** EXERCISE OBJECTIVE **
Repeat word for word every line of the data below, from the first through the line containing "received = theString);", and stop there.

[Stored data]
##########

PR #135, opened 2017-04-06
Tests for EventStream

tomliversidge:
- made EventStream ctor public. We do not want to use the static EventStream.Instance for tests as they would all interfere with each other anytime a message type was sent that another test subscribed to.

### DIFF
--- a/tests/Proto.Actor.Tests/EventStreamTests.cs
+++ b/tests/Proto.Actor.Tests/EventStreamTests.cs
@@ -1,0 +1,52 @@
+﻿using System.Collections.Generic;
+using Xunit;
+
+namespace Proto.Tests
+{
+    public class EventStreamTests
+    {
+        [Fact]
+        public void EventStream_CanSubscribeToSpecificEventTypes()
+        {
+            var received = "";
+            var eventStream = new EventStream();
+            eventStream.Subscribe<string>(theString => received = theString);
+            eventStream.Publish("hello");
+            Assert.Equal("hello", received);
+        }
+
+        [Fact]
+        public void EventStream_CanSubscribeToAllEventTypes()
+        { 
+            var receivedEvents = new List<object>();
+            var eventStream = new EventStream();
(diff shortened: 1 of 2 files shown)


tests/Proto.Actor.Tests/EventStreamTests.cs
```diff
@@ -0,0 +1,84 @@
...
+        {
+            var logger = new MockLogger();
+            var pid = new PID("test", "test");
+            var eventStream = new EventStream(logger);
+            eventStream.Publish(new DeadLetterEvent(pid, "dead", null));
+            eventStream.Publish("not a dead letter event");
+            Assert.Equal(1, logger.Events.Count);
+        }
+
+        private class MockLogger : ILogger {
```
adamhathcock: Is mocking and testing the logs a good idea?  I've always found it to be a pain.

tomliversidge:
I guess that depends if anyone cares about DeadLetterEvents being logged :) ?

tomliversidge:
I think you're right @adamhathcock - I'm going to delete the test that something is logged

tests/Proto.Actor.Tests/Proto.Actor.Tests.csproj
```diff
@@ -13,6 +13,7 @@
   </ItemGroup>
   <ItemGroup>
     <PackageReference Include="Microsoft.NET.Test.Sdk" Version="15.0.0" />
+    <PackageReference Include="Microsoft.Extensions.Logging.Abstractions" Version="1.1.1" />
```
adamhathcock: I think you can remove this and the `using` statement

tomliversidge: ahh yes, good catch

tomliversidge: @adamhathcock - OK, removed

rogeralsing:
Awesome!

PR #136, opened 2017-04-06
TO DISCUSS - Allow separate Event and Snapshot persistence to be used

tomliversidge:
Provided as an example - **please do not merge (yet).**

The rational behind this is that I might want to use a different persistence provider for snapshots vs events. For example, something like redis for snapshots, eventstore for events.

This is moving further away from the Go API though


tomliversidge:
Issue to discuss persistence API here https://github.com/AsynkronIT/protoactor-dotnet/issues/137

raskolnikoov:
Is this something we still want to implement now when we have rebuilt our persistence structure?

tomliversidge:
The new persistence API still only supports a single store as it hasn't changed how iprovider or iproviderstore is implemented.

tomliversidge:
I'm going to close this issue as there is an easier, more transparent way to do this based on recent refactorings

Issue #102, opened 2017-03-27
Error handling in EventStream subscriptions


rogeralsing:
We need proper error handling in the event stream handlers.
If the code below fails, that might kill the application

```csharp
        public void Publish(T msg)
        {
            foreach (var sub in _subscriptions)
            {
                sub.Value(msg);
            }
        }
```

tomliversidge:
How should errors here be handled? Also, is it right that it is synchronously going through each subscription? Any reason it's not asynchronous, fire and forget?

rogeralsing:
Fixed in #150

PR #140, opened 2017-04-06
handle exceptions when EventStream.Publish

alexpantyukhin:
#102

##########

** ANSWER TO THIS PROBLEM **
PR #135, opened 2017-04-06
Tests for EventStream

tomliversidge:
- made EventStream ctor public. We do not want to use the static EventStream.Instance for tests as they would all interfere with each other anytime a message type was sent that another test subscribed to.

### DIFF
--- a/tests/Proto.Actor.Tests/EventStreamTests.cs
+++ b/tests/Proto.Actor.Tests/EventStreamTests.cs
@@ -1,0 +1,52 @@
+﻿using System.Collections.Generic;
+using Xunit;
+
+namespace Proto.Tests
+{
+    public class EventStreamTests
+    {
+        [Fact]
+        public void EventStream_CanSubscribeToSpecificEventTypes()
+        {
+            var received = "";
+            var eventStream = new EventStream();
+            eventStream.Subscribe<string>(theString => received = theString);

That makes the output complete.